Mit einem berührenden und würdevoll gestalteten Festakt wurde die Ausstellung „Butter, Vieh, Vernichtung“ in der denkmalgeschützten Allgäuhalle eröffnet.

Kempten – Eine passendere musikalische Formation als das Trio WellCaru, bestehend aus Matthias Well, Maria Well und Vladislav Cojocaru (er spielte bereits in Kempten: 2020 im Duo mit Tuija Komi im Haus International) hätte man für diese Veranstaltung kaum finden können. Die deutsch-französisch-moldawische Formation lässt in ihrem Repertoire klassische Werke mit Tango und ungarischer Musik verschmelzen. Nehmen wir beispielsweise ihre „Gloomy Sunday“-Interpretation: Das 1932 komponierte Lied (ursprünglich „Szomorú vasárnap“) des jüdisch-ungarischen Komponisten Rezsö Seress, der später auch selbst als Arbeitsdienstler Zwangsarbeit an der Front leisten musste, zog in Europa und Amerika Millionen von Menschen in seinen Bann und löste heftige Emotionen aus.
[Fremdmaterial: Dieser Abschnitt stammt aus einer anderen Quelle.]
PR #23527, opened 2026-07-09
feat(backend): implement proxy cache repository filter API

### LINKED ISSUE #13231: Limit Proxy Cache Images
With the new version of Harbor it can now be used as a proxy cache. As administrator I would like to have the possibility to restrict the images that are pulled (whitelist). This would save us a lot of replication rules.

stonezdj:
Introduce repository filter pattern and kind on proxy cache projects to explicitly allow selected repositories. Requests that do not match the filter are denied before Harbor proxies content from upstream.

Fixes #13231

# Issue being fixed
Fixes #(issue)

### DIFF
--- a/src/lib/pattern/matcher.go
+++ b/src/lib/pattern/matcher.go
@@ -1,0 +1,118 @@
+// Copyright Project Harbor Authors
+//
+// Licensed under the Apache License, Version 2.0 (the "License");
+// you may not use this file except in compliance with the License.
+// You may obtain a copy of the License at
+//
+//    http://www.apache.org/licenses/LICENSE-2.0
+//
+// Unless required by applicable law or agreed to in writing, software
+// distributed under the License is distributed on an "AS IS" BASIS,
+// WITHOUT WARRANTIES OR CONDITIONS OF ANY KIND, either express or implied.
+// See the License for the specific language governing permissions and
+// limitations under the License.
+
+package pattern
+
+import (
+	"regexp"
+	"strings"
+
+	"github.com/bmatcuk/doublestar"
+
+	"github.com/goharbor/harbor/src/lib/errors"
+)
+
+const (
+	// KindRegex indicates regular expression pattern matching
+	KindRegex = "regex"
+	// KindDoublestar indicates doublestar (glob) pattern matching
+	KindDoublestar = "doublestar"
+)
+
+// ValidateRepositoryFilter validates the repository filter kind and pattern.
+// Empty pattern is valid and means all repositories are allowed.
+func ValidateRepositoryFilter(filterPattern, kind string) error {
+	_, err := Match("", filterPattern, kind)
+	return err
+}
+
+// Match returns true if the value matches the pattern according to the kind.
+// Empty pattern matches all (returns true).
+func Match(value, filterPattern, kind string) (bool, error) {
+	filterPattern = strings.TrimSpace(filterPattern)
+	if filterPattern == "" {
+		return true, nil
+	}
+	switch kind {
+	case KindRegex:
+		re, err := regexp.Compile("^(?:" + filterPattern + ")$")
+		if err != nil {
+			return false, err
+		}
+		return re.MatchString(value), nil
+	case KindDoublestar, "":
+		if !validateDoublestarPattern(filterPattern) {
+			return false, doublestar.ErrBadPattern
+		}
+		return doublestar.Match(filterPattern, value)
+	default:
+		return false, errors.Errorf("unsupported repository filter kind %q", kind)
+	}
+}
+
+func validateDoublestarPattern(s string) bool {
+	altDepth := 0
+	l := len(s)
+VALIDATE:
+	for i := 0; i < l; i++ {
+		switch s[i] {
+		case '\\':
+			// skip the next byte - return false if there is no next byte
+			if i++; i >= l {
+				return false
+			}
+			continue
+
+		case '[':
+			if i++; i >= l {
+				// class didn't end
+				return false
+			}
+			if s[i] == '^' || s[i] == '!' {
+				i++
+			}
+			if i >= l || s[i] == ']' {
+				// class didn't end or empty character class
+				return false
+			}
+
+			for ; i < l; i++ {
+				if s[i] == '\\' {
+					i++
+				} else if s[i] == ']' {
+					// looks good
+					continue VALIDATE
+				}
+			}
+
+			// class didn't end
+			return false
+
+		case '{':
+			altDepth++
+			continue
+
+		case '}':
+			if altDepth == 0 {
+				// alt end without a corresponding start
+				return false
+			}
+			altDepth--
+			continue
+		}
+	}
+
+	// valid as long as all alts are closed
+	return altDepth == 0
+}
--- a/src/pkg/auditext/event/project/project.go
+++ b/src/pkg/auditext/event/project/project.go
@@ -1,0 +1,118 @@
+// Copyright Project Harbor Authors
+//
+// Licensed under the Apache License, Version 2.0 (the "License");
+// you may not use this file except in compliance with the License.
+// You may obtain a copy of the License at
+//
+//    http://www.apache.org/licenses/LICENSE-2.0
+//
+// Unless required by applicable law or agreed to in writing, software
+// distributed under the License is distributed on an "AS IS" BASIS,
+// WITHOUT WARRANTIES OR CONDITIONS OF ANY KIND, either express or implied.
+// See the License for the specific language governing permissions and
+// limitations under the License.
+
+package project
+
+import (
+	"context"
+	"fmt"
+	"net/http"
+	"regexp"
+	"strconv"
+	"time"
+
+	ctlevent "github.com/goharbor/harbor/src/controller/event"
+	"github.com/goharbor/harbor/src/controller/event/metadata/commonevent"
+	"github.com/goharbor/harbor/src/controller/event/model"
+	"github.com/goharbor/harbor/src/controller/project"
+	"github.com/goharbor/harbor/src/lib/config"
+	"github.com/goharbor/harbor/src/lib/orm"
+	"github.com/goharbor/harbor/src/pkg/notifier/event"
+	"github.com/goharbor/harbor/src/pkg/project/models"
+)
+
+var (
+	projectReg        = regexp.MustCompile(`^/api/v2.0/projects/([^/?]+)(?:\?.*)?$`)
+	projectMetaReg    = regexp.MustCompile(`^/api/v2.0/projects/([^/?]+)/metadatas/(?:\?.*)?$`)
+	projectMetaKeyReg = regexp.MustCompile(`^/api/v2.0/projects/([^/?]+)/metadatas/([^/?]+)(?:\?.*)?$`)
+)
+
+func init() {
+	var projectEventResolver = &resolver{}
+	commonevent.RegisterResolver(`^/api/v2.0/projects/[^/?]+(?:\?.*)?$`, projectEventResolver)
+	commonevent.RegisterResolver(`^/api/v2.0/projects/[^/?]+/metadatas/(?:\?.*)?$`, projectEventResolver)
+	commonevent.RegisterResolver(`^/api/v2.0/projects/[^/?]+/metadatas/[^/?]+(?:\?.*)?$`, projectEventResolver)
+}
+
+type resolver struct {
+}
+
+func (r *resolver) Resolve(ce *commonevent.Metadata, evt *event.Event) error {
+	projStr := getProjectNameOrID(ce.RequestURL)
+	if projStr == "" {
+		return fmt.Errorf("failed to parse project name or ID from URL: %s", ce.RequestURL)
+	}
+
+	ctx := ce.Ctx
+	if _, err := orm.FromContext(ctx); err == nil {
+		ctx = orm.Clone(ctx)
+	}
+
+	proj, err := getProject(ctx, projStr)
+	if err != nil {
+		return fmt.Errorf("failed to get project: %v", err)
+	}
+
+	e := &model.CommonEvent{}
+	e.Operation = "update"
+	e.Operator = ce.Username
+	e.ResourceType = "project"
+	e.ResourceName = proj.Name
+	e.ProjectID = proj.ProjectID
+	e.OcurrAt = time.Now()
+	e.OperationDescription = fmt.Sprintf("update project: %s", proj.Name)
+
+	if ce.ResponseCode == http.StatusOK {
+		e.IsSuccessful = true
+	}
+	evt.Topic = ctlevent.TopicCommonEvent
+	evt.Data = e
+	return nil
+}
+
+func (r *resolver) PreCheck(ctx context.Context, url string, method string) (bool, string) {
+	if method != http.MethodPut && method != http.MethodPost && method != http.MethodDelete {
+		return false, ""
+	}
+
+	if method == http.MethodDelete && projectReg.MatchString(url) {
+		return false, ""
+	}
+
+	return config.AuditLogEventEnabled(ctx, "update_project"), ""
+}
+
+func getProjectNameOrID(url string) string {
+	if m := projectMetaKeyReg.FindStringSubmatch(url); len(m) > 1 {
+		return m[1]
+	}
+	if m := projectMetaReg.FindStringSubmatch(url); len(m) > 1 {
+		return m[1]
+	}
+	if m := projectReg.FindStringSubmatch(url); len(m) > 1 {
+		return m[1]
+	}
+	return ""
+}
+
+func getProject(ctx context.Context, str string) (*models.Project, error) {
+	var projectNameOrID any
+	v, err := strconv.ParseInt(str, 10, 64)
+	if err != nil {
+		projectNameOrID = str
+	} else {
+		projectNameOrID = v
+	}
+	return project.Ctl.Get(ctx, projectNameOrID)
+}
--- a/src/server/middleware/repoproxy/proxy.go
+++ b/src/server/middleware/repoproxy/proxy.go
@@ -44,6 +44,7 @@ import (
 	"github.com/goharbor/harbor/src/lib/log"
 	"github.com/goharbor/harbor/src/lib/metric"
 	"github.com/goharbor/harbor/src/lib/orm"
+	"github.com/goharbor/harbor/src/lib/pattern"
 	"github.com/goharbor/harbor/src/lib/q"
 	"github.com/goharbor/harbor/src/lib/redis"
 	"github.com/goharbor/harbor/src/pkg"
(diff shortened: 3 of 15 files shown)


Vad1mo:
Comparing this against the merged proposal (goharbor/community#280), a few deviations:

**1. Pattern validation at the metadata endpoint ignores the configured kind**

The proposal requires: *"Invalid pattern in `proxy_cache_filter_pattern` is rejected with `400 Bad Request` when creating/updating project metadata."*

In `project_metadata.go`, `validate()` checks each key independently, so the pattern is always validated as doublestar:

```go
case proModels.ProMetaProxyCacheFilterPattern:
    if err := pattern.ValidateRepositoryFilter(value, pattern.KindDoublestar); err != nil {
```

With `proxy_cache_filter_kind=regex`, an invalid regex that is a valid glob (e.g. `library/(*`) passes validation here, and since invalid patterns are treated as non-match at runtime, every pull in the project silently 404s. A valid regex that is an invalid glob is wrongly rejected. `validateProxyCacheRepositoryFilter` in `project.go` gets this right — the metadatas endpoint needs the same cross-field logic.

**2. Metadata endpoint accepts the keys on non-proxy projects**

Proposal: *"For non-proxy projects, these keys are ignored on create/update and omitted from response."* Create/Update strip them and `ToSwagger` hides them, but `PUT/POST /projects/{id}/metadatas` stores both keys on any project.

**3. Regex "auto-anchoring" isn't equivalent to real anchoring**

Proposal: regex is *"always auto-anchored."* `RegexMatcher.Match` checks that the leftmost match (`FindStringIndex`) spans the whole string. Go regexp alternation is leftmost-first, so `a|ab` fails to match `"ab"` even though `^(?:a|ab)$` matches. Compiling `^(?:` + pattern + `)$` implements the stated semantics correctly. Also worth documenting explicitly that patterns must match the full repository path (`^library/` matches nothing) — the companion UI PR #23536 currently describes this as "head-anchored", which doesn't match this implementation.

**4. No audit entry when the filter changes**

Proposal, Audit section: *"Record project update audit entries when filter set is changed."* Only the blocked-pull log is implemented.

**5. Blob path is not filtered (matches the proposal's implementation section, but not its Abstract)**

Enforcement is in `handleManifest` only, exactly as the proposal's implementation section specifies. However the Abstract says requests are *"denied before Harbor proxies content from upstream"* — a client that knows a blob digest out-of-band can still pull blobs of a filtered-out repository through the blob proxy path. If the filter is meant as a security boundary rather than a convenience, blob requests need the same check; otherwise this limitation should be documented.

Vad1mo:
backward-compatibility analysis

- The filter applies retroactively to already-cached content: adding a filter to an existing proxy project blocks pulls of previously cached non-matching repos (the proposal explicitly applies the pattern to local content too). Clusters pulling those images break at the moment the filter is saved, not at the next upstream fetch.
- Downgrade/rollback: the metadata rows persist, older Harbor silently ignores them, and filter enforcement vanishes without any warning — a silent security regression if the filter was doing compliance work.

src/lib/pattern/matcher.go
```diff
@@ -0,0 +1,117 @@
...
+func (r *RegexMatcher) Match(value, pattern string) (bool, error) {
+	pattern = strings.TrimSpace(pattern)
+	if pattern == "" {
+		return true, nil
+	}
+	re, err := regexp.Compile(pattern)
+	if err != nil {
+		return false, err
+	}
+	match := re.FindStringIndex(value)
```
wy65701436: `FindStringIndex` returns the leftmost match, not necessarily a full-string match, so this can return false negatives. 

Example: pattern `a|ab` against value `ab` — the leftmost match is `a` (`[0,1]`), so this returns `false` even though the pattern matches the whole string.

src/server/v2.0/handler/project_metadata.go
```diff
@@ -168,6 +169,20 @@ func (p *projectMetadataAPI) validate(metas map[string]string) (map[string]strin
 			return nil, errors.New(nil).WithCode(errors.BadRequestCode).WithMessagef("invalid value: %s", value)
 		}
 		metas[proModels.ProMetaMaxUpstreamConn] = strconv.FormatInt(v, 10)
+	case proModels.ProMetaProxyCacheFilterPattern:
+		// plain pattern string; empty means match all — no further validation needed at metadata level
+		if err := pattern.ValidateRepositoryFilter(value, pattern.KindDoublestar); err != nil {
```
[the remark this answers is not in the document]
wy65701436: Is hard code the KindDoublestar intended?

src/server/middleware/repoproxy/proxy.go
```diff
@@ -193,6 +194,22 @@ func defaultBlobURL(projectName string, name string, digest string) string {
 	return fmt.Sprintf("/v2/%s/library/%s/blobs/%s", projectName, name, digest)
 }
 
+// matchRepositoryFilter returns true if repository matches the filter.
+// filterPattern is the plain pattern string; filterKind is "doublestar" or "regex" (defaults to doublestar when empty).
+// If filterPattern is empty, all repositories are allowed.
+// An invalid pattern is treated as no match.
+func matchRepositoryFilter(repository, filterPattern, filterKind string) bool {
```
wy65701436, line 259: the matchRepositoryFilter is applied only for manifest, should we apply it for blob?

src/lib/pattern/matcher.go
```diff
@@ -0,0 +1,117 @@
...
+func NewMatcher(kind string) Matcher {
+	switch kind {
+	case KindRegex:
+		return &RegexMatcher{}
+	case KindDoublestar:
+		fallthrough
+	default:
+		return &DoublestarMatcher{}
+	}
+}
```
wy65701436, line 62:
```
func ValidateRepositoryFilter(filterPattern, kind string) error {
    filterPattern = strings.TrimSpace(filterPattern)
    if filterPattern == "" {
        return nil
    }
    switch kind {
    case KindRegex:
        _, err := regexp.Compile(filterPattern)
        return err
    case KindDoublestar, "":
        if !doublestar.ValidatePattern(filterPattern) {
            return doublestar.ErrBadPattern
        }
        return nil
    default:
        return errors.Errorf("unsupported repository filter kind %q", kind)
    }
}


```

stonezdj:
> backward-compatibility analysis
> 
> * The filter applies retroactively to already-cached content: adding a filter to an existing proxy project blocks pulls of previously cached non-matching repos (the proposal explicitly applies the pattern to local content too). Clusters pulling those images break at the moment the filter is saved, not at the next upstream fetch.
> * Downgrade/rollback: the metadata rows persist, older Harbor silently ignores them, and filter enforcement vanishes without any warning — a silent security regression if the filter was doing compliance work.

The proxy cache filter policy's behvior should be consitent with the already cached image and not-cached image.  if it use different policy for cached and non-cached iamge, it will cause security issue.

src/server/v2.0/handler/project_metadata.go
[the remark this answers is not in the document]
stonezdj: Updated, it should be KindDoublestart or KindRegEx

src/lib/pattern/matcher.go
stonezdj: Updated

src/server/middleware/repoproxy/proxy.go
stonezdj: Updated for blob

src/server/middleware/repoproxy/proxy.go
```diff
@@ -219,6 +236,16 @@ func handleManifest(w http.ResponseWriter, r *http.Request, next http.Handler) e
 		return nil
 	}
 
+	// Apply repository filter: if proxy_cache_filter_pattern is set, the repository must match
+	if filterPattern, ok := p.GetMetadata(proModels.ProMetaProxyCacheFilterPattern); ok && filterPattern != "" {
```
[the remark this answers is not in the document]
stonezdj: fixed

src/lib/pattern/matcher.go
stonezdj: Updated

src/server/middleware/repoproxy/proxy.go
stonezdj: Updated

stonezdj:
> Comparing this against the merged proposal ([goharbor/community#280](https://github.com/goharbor/community/pull/280)), a few deviations:
> 
> **1. Pattern validation at the metadata endpoint ignores the configured kind**
> 
> The proposal requires: _"Invalid pattern in `proxy_cache_filter_pattern` is rejected with `400 Bad Request` when creating/updating project metadata."_
> 
> In `project_metadata.go`, `validate()` checks each key independently, so the pattern is always validated as doublestar:
> 
> ```go
> case proModels.ProMetaProxyCacheFilterPattern:
>     if err := pattern.ValidateRepositoryFilter(value, pattern.KindDoublestar); err != nil {
> ```
> 
> With `proxy_cache_filter_kind=regex`, an invalid regex that is a valid glob (e.g. `library/(*`) passes validation here, and since invalid patterns are treated as non-match at runtime, every pull in the project silently 404s. A valid regex that is an invalid glob is wrongly rejected. `validateProxyCacheRepositoryFilter` in `project.go` gets this right — the metadatas endpoint needs the same cross-field logic.
> 
> **2. Metadata endpoint accepts the keys on non-proxy projects**
> 
> Proposal: _"For non-proxy projects, these keys are ignored on create/update and omitted from response."_ Create/Update strip them and `ToSwagger` hides them, but `PUT/POST /projects/{id}/metadatas` stores both keys on any project.
> 
> **3. Regex "auto-anchoring" isn't equivalent to real anchoring**
> 
> Proposal: regex is _"always auto-anchored."_ `RegexMatcher.Match` checks that the leftmost match (`FindStringIndex`) spans the whole string. Go regexp alternation is leftmost-first, so `a|ab` fails to match `"ab"` even though `^(?:a|ab)$` matches. Compiling `^(?:` + pattern + `)$` implements the stated semantics correctly. Also worth documenting explicitly that patterns must match the full repository path (`^library/` matches nothing) — the companion UI PR #23536 currently describes this as "head-anchored", which doesn't match this implementation.
> 
> **4. No audit entry when the filter changes**
> 
> Proposal, Audit section: _"Record project update audit entries when filter set is changed."_ Only the blocked-pull log is implemented.
> 
> **5. Blob path is not filtered (matches the proposal's implementation section, but not its Abstract)**
> 
> Enforcement is in `handleManifest` only, exactly as the proposal's implementation section specifies. However the Abstract says requests are _"denied before Harbor proxies content from upstream"_ — a client that knows a blob digest out-of-band can still pull blobs of a filtered-out repository through the blob proxy path. If the filter is meant as a security boundary rather than a convenience, blob requests need the same check; otherwise this limitation should be documented.

Thanks comments, I've fixed these five issues

src/server/middleware/repoproxy/proxy.go
```diff
@@ -193,6 +199,40 @@ func defaultBlobURL(projectName string, name string, digest string) string {
...
+		return false
+	}
+	log.Debugf("repository %q match result: %v (filter: %q, kind: %s)", repository, matched, rf.Filter, rf.Kind)
+	return matched
+}
+
+// checkRepositoryFilter returns a NotFoundError if the project has a proxy_cache_filter_pattern
+// set and the artifact's repository does not match it. It is enforced for both manifest and
+// blob requests so the filter acts as an access boundary rather than a manifest-only convenience,
+// since a client that knows a blob digest out-of-band could otherwise bypass the filter.
```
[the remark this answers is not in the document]
stonezdj: fixed

src/server/v2.0/handler/project_metadata_test.go
```diff
@@ -14,20 +14,55 @@
 
 package handler
 
+// Import context and other required packages
```
chlins: Please remove this AI noise log.

src/server/v2.0/handler/project_metadata.go
```diff
@@ -132,7 +133,7 @@ func (p *projectMetadataAPI) UpdateProjectMetadata(ctx context.Context, params o
 	return operation.NewUpdateProjectMetadataOK()
 }
 
-func (p *projectMetadataAPI) validate(metas map[string]string) (map[string]string, error) {
+func (p *projectMetadataAPI) validate(ctx context.Context, projectID int64, metas map[string]string) (map[string]string, error) {
```
chlins, line 149: The add/update paths now have solid validation (including the nice
cross-check when changing the kind against an existing pattern), but
`DeleteProjectMetadata` (L83-96, untouched by this PR) doesn't get the
same guard — which leaves a way to silently break an entire proxy cache
project:

1. Configure a valid filter:
   `proxy_cache_filter_pattern = "^library/(nginx|redis)$"`,
   `proxy_cache_filter_kind = "regex"` — validated, works as expected.
2. `DELETE /api/v2.0/projects/{id}/metadatas/proxy_cache_filter_kind`
   — succeeds, no validation on this handler.
3. The middleware now sees a non-empty pattern with no kind, so
   `pattern.Match` falls back to doublestar (the `KindDoublestar, ""`
   case). The regex metacharacters `^ ( | ) $` are all literals in
   doublestar, `validateDoublestarPattern` happily accepts the string,
   and the match is always false.
4. Since non-matching repositories are denied (fail-closed by design),
   every pull in the project now returns 404 — with nothing but a
   `log.Infof` in core to explain why.

The update path already solves exactly this class of problem
("existing proxy_cache_filter_pattern %q is invalid for new kind %q"),
so the delete path just needs the same treatment. Suggestion:

- In `DeleteProjectMetadata`, when `MetaName ==
  proxy_cache_filter_kind` and a non-empty
  `proxy_cache_filter_pattern` still exists, reject with 400 and ask
  the caller to clear the pattern first (or re-validate the remaining
  pattern against the default kind and reject if it fails).

Deleting the pattern itself is harmless (empty pattern = allow all),
so only the kind deletion needs guarding.

Would be great to pin this with a test: delete kind while a regex
pattern is present → expect 400.

chlins (approved):
lgtm

src/server/middleware/repoproxy/proxy.go
```diff
@@ -241,6 +247,39 @@ func defaultBlobURL(projectName string, name string, digest string) string {
...
+func checkRepositoryFilter(p *proModels.Project, art lib.ArtifactInfo) error {
+	filterPattern, ok := p.GetMetadata(proModels.ProMetaProxyCacheFilterPattern)
+	if !ok || filterPattern == "" {
+		return nil
+	}
+	filterKind, _ := p.GetMetadata(proModels.ProMetaProxyCacheFilterKind)
+	remoteRepo := strings.TrimPrefix(art.Repository, art.ProjectName+"/")
+	if !matchRepositoryFilter(remoteRepo, filterPattern, filterKind) {
+		log.Infof("blocked proxy cache pull for project %q repository %q: repository does not match filter %q (kind: %s)", p.Name, remoteRepo, filterPattern, filterKind)
+		return errors.NotFoundError(fmt.Errorf("repository %q does not match project repository filter %q (kind: %s)", remoteRepo, filterPattern, filterKind))
```
wy65701436: please don't return the filter pattern in the 404 body.

 For a public proxy-cache project, an unauthenticated client can currently discover the admin's allowlist by probing denied repos.

src/server/middleware/repoproxy/proxy.go
```diff
@@ -241,6 +247,39 @@ func defaultBlobURL(projectName string, name string, digest string) string {
...
+// since a client that knows a blob digest out-of-band could otherwise bypass the filter.
+func checkRepositoryFilter(p *proModels.Project, art lib.ArtifactInfo) error {
+	filterPattern, ok := p.GetMetadata(proModels.ProMetaProxyCacheFilterPattern)
+	if !ok || filterPattern == "" {
+		return nil
+	}
+	filterKind, _ := p.GetMetadata(proModels.ProMetaProxyCacheFilterKind)
+	remoteRepo := strings.TrimPrefix(art.Repository, art.ProjectName+"/")
+	if !matchRepositoryFilter(remoteRepo, filterPattern, filterKind) {
+		log.Infof("blocked proxy cache pull for project %q repository %q: repository does not match filter %q (kind: %s)", p.Name, remoteRepo, filterPattern, filterKind)
```
wy65701436: Please lower this to `log.Debugf`. Kubernetes nodes retry image pulls again and again, so there will be logs of blocked logs.

src/pkg/auditext/event/project/project.go
```diff
@@ -0,0 +1,113 @@
...
+	if ce.ResponseCode == http.StatusOK {
+		e.IsSuccessful = true
+	}
+	evt.Topic = ctlevent.TopicCommonEvent
+	evt.Data = e
+	return nil
+}
+
+func (r *resolver) PreCheck(ctx context.Context, _ string, method string) (bool, string) {
+	if method != http.MethodPut && method != http.MethodPost && method != http.MethodDelete {
```
wy65701436, line 85: This also matches `DELETE /api/v2.0/projects/{id}` (project deletion). After a successful delete, `Resolve` tries to fetch the project — but it's already gone, so no event is emitted.

Is this expected?

src/server/v2.0/handler/project.go
```diff
@@ -838,6 +850,27 @@ func (a *projectAPI) validateProjectReq(ctx context.Context, req *models.Project
...
 }
 
+func validateProxyCacheRepositoryFilter(metadata *models.ProjectMetadata) error {
+	if metadata == nil {
+		return nil
+	}
+
+	filterKind := lib.StringValue(metadata.ProxyCacheFilterKind)
+	if filterKind == "" {
+		filterKind = pattern.KindDoublestar
```
wy65701436: There should be a problem,

1, The admin configures a regex filter. Both fields together, everything is fine:

```
PUT /api/v2.0/projects/dockerhub-proxy
{
  "metadata": {
    "proxy_cache_filter_pattern": "library/(nginx|redis)",
    "proxy_cache_filter_kind": "regex"
  }
}
```

Stored in DB: `pattern = library/(nginx|redis)`, `kind = regex`. 

2, Later, the admin wants to broaden the filter to allow everything, and sends only the pattern:

```
PUT /api/v2.0/projects/dockerhub-proxy
{
  "metadata": {
    "proxy_cache_filter_pattern": "*"
  }
}

```

What happens:

1. kind is not in the request → validator defaults it to `doublestar`.
2. `*` is a valid doublestar pattern → validation passes.
3. But the DB merge keeps the stored `kind = regex`.

src/server/middleware/repoproxy/tag.go
```diff
@@ -35,12 +35,18 @@ func TagsListMiddleware() func(http.Handler) http.Handler {
...
 
-		art, p, _, err := preCheck(ctx, false)
+		art, p, _, err := preCheck(ctx, true)
 		if err != nil {
 			libhttp.SendError(w, err)
 			return
 		}
 
+		// Apply repository filter: if proxy_cache_filter_pattern is set, the repository must match
+		if err := checkRepositoryFilter(p, art); err != nil {
```
wy65701436, line 56: The repository name here is not normalized the same way as in the manifest/blob paths. Please apply the same `library/` normalization before calling the filter here.

src/server/v2.0/handler/project.go
stonezdj: Unlike the /api/v2.0/configurations -- it only send back the updated field.  the project metadata configuration api always requires to send back the full content of the project_metadata. so when you updated the pattern, the  proxy_cache_filter_pattern will send to the backend, if the proxy_cache_filter_kind is not send, it will default to doublestar type. in the UI, it will not send a request like step 2.

stonezdj: will remove the default value for kind=doublestar if it is empty.

wy65701436 (approved):
lgtm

Trio WellCaru in der Allgäuhalle in Kempten
Das Trio WellCaru, bestehend aus (von links) Matthias Well, Maria Well und Vladislav Cojocaru, bereicherte mit seiner Musik die Veranstaltung. © Lajos Fischer

Um das Thema Emotionen kreisten fast alle Beiträge des Festaktes, verbunden mit der Hoffnung, dass diese Ausstellung, in ein reichhaltiges Rahmenprogramm und in einen Partizipationsprozess eingebette, die „emotionale Bindungskraft“ entfalten lässt, die „eine stabile Demokratie braucht“ (Johannes Hillje: Mehr Demokratie wagen, Piper 2025). Man hörte aus den Beiträgen die Erkenntnis heraus, dass man gegen die effektiv polarisierende Emotionalisierung der extremen Rechten mit dem typisch deutschen „Pathos der Nüchternheit“ (Wolfgang Schäuble) nicht mehr ankommt, sondern dass die Gesellschaft „ein Wir, das wärmt“ (Hillje) braucht. Und man hofft, dass das gemeinsame Erinnern dieses Wir-Gefühl herstellen bzw. stärken könne.
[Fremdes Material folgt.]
PR #23526, opened 2026-07-09
fix(ui): No SBOM for multi-arch images

mlimardo1984:
Multi-arch image index rows showed "No SBOM" even after a successful scan, because SBOM accessories live on per-architecture child manifests, not on the index itself.

Fix: When a multi-arch artifact has `scan_status: Success` but no index-level SBOM digest, show "SBOM Details" instead of "No SBOM". Clicking it navigates to the per-architecture child list. Single-arch behavior is unchanged.

Changed: artifact list SBOM bar wiring, SBOM histogram display logic, i18n tooltip text, and unit tests. Portal-only; no backend changes.

Please backport to v2.15, v2.14, and v2.13.

# Issue being fixed
Fixes #([22790](https://github.com/goharbor/harbor/issues/22790))

# Manual test

- Deploy Harbor from this PR:
```
{
  "auth_mode": "db_auth",
  "banner_message": "",
  "current_time": "2026-07-09T08:27:14.470Z",
  "external_url": "https://mlimardo-factual-bluejay-worker-1.eastus.cloudapp.azure.com",
  "harbor_version": "v2.16.0-2f47c5de",
  "has_ca_root": false,
  "notification_enable": true,
  "oidc_provider_name": "",
  "primary_auth_mode": false,
  "project_creation_restriction": "everyone",
  "read_only": false,
  "registry_storage_provider_name": "filesystem",
  "registry_url": "mlimardo-factual-bluejay-worker-1.eastus.cloudapp.azure.com",
  "self_registration": false
}
```
- Push multi-arch image and generate SBOM:
Screenshot 2026-07-09 at 10 22 50
Screenshot 2026-07-09 at 10 23 00
Screenshot 2026-07-09 at 10 23 10
Screenshot 2026-07-09 at 10 23 18

Please indicate you've done the following:
- [x] Well Written Title and Summary of the PR
- [x] Label the PR as needed. "release-note/ignore-for-release, release-note/new-feature, release-note/update, release-note/enhancement, release-note/community, release-note/breaking-change, release-note/docs, release-note/infra, release-note/deprecation"
- [x] Accepted the DCO. Commits without the DCO will delay acceptance.
- [ ] Made sure tests are passing and test coverage is added if needed.
- [ ] Considered the docs impact and opened a new docs issue or PR with docs changes if needed in [website repository](https://github.com/goharbor/website).

PR #23540, opened 2026-07-10
fix: implement signature inheritance for OCI index children

Aloui-Ikram:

Das Butterbrot als Symbol für die Verbundenheit mit der Vergangenheit und mit Europa

Wie einfach das geht, zeigte Ausstellungsinitiatorin und Projektleiterin Dr. Veronika Heilmannseder am Beispiel des Butterbrots, dessen Bild die Alltagskultur aller europäischer Länder prägt. Menschen fühlen sich verbunden, wenn sie sich ein Brot teilen: Im April 1941 bat Alois Stöckle in einem Feldpostbrief seine Familie in Unterthingau, ihm wieder Butter an die Front zu schicken, weil er den größten Teil aus der letzten Sendung mit seinen Kameraden geteilt habe. Menschen fühlen sich jedoch ausgeschlossen, wenn sie nichts abbekommen dürfen: Das Mädchen Hanna Mayer in Fellheim versteht nicht, warum sie in der Dorfmolkerei Hausverbot hat, nur weil sie Jüdin ist. In den Berichten ehemaliger KZ-Häftlinge ist von einem Stück Glück die Rede, wenn sie beschreiben, dass sie eine Portion Margarine erhalten haben.

Heilmannseder zitierte Jean-Claude Juncker: „Die Dämonen sind nicht weg, sie schlafen nur.“ Man habe den neuen Nationalismen und alltäglichen Anfeindungen etwas entgegenzusetzen, wenn man Erinnerungsräume schaffe und diese gemeinsam gestalte, betonte sie. Und das fange mit einem geteilten Butterbrot an.

„Ein besonderer Abend an einem besonderen Ort“

Für alle sei spürbar, dass man heute einen besonderen Abend an einem besonderen, authentischen Ort erlebe, sagte Oberbürgermeister Thomas Kiechle. Er erinnerte daran, dass die Stadt sich seit vier Jahren intensiv mit ihrer eigenen Geschichte auseinandersetze. Das zu tun, sei eine Frage der Verantwortung, sich selbst und der Gesellschaft gegenüber. Wenn man sich mit dem, was die Familien im Allgäu damals erlebt haben, intensiv beschäftige, spreche man unausweichlich auch über die eigene Zukunft.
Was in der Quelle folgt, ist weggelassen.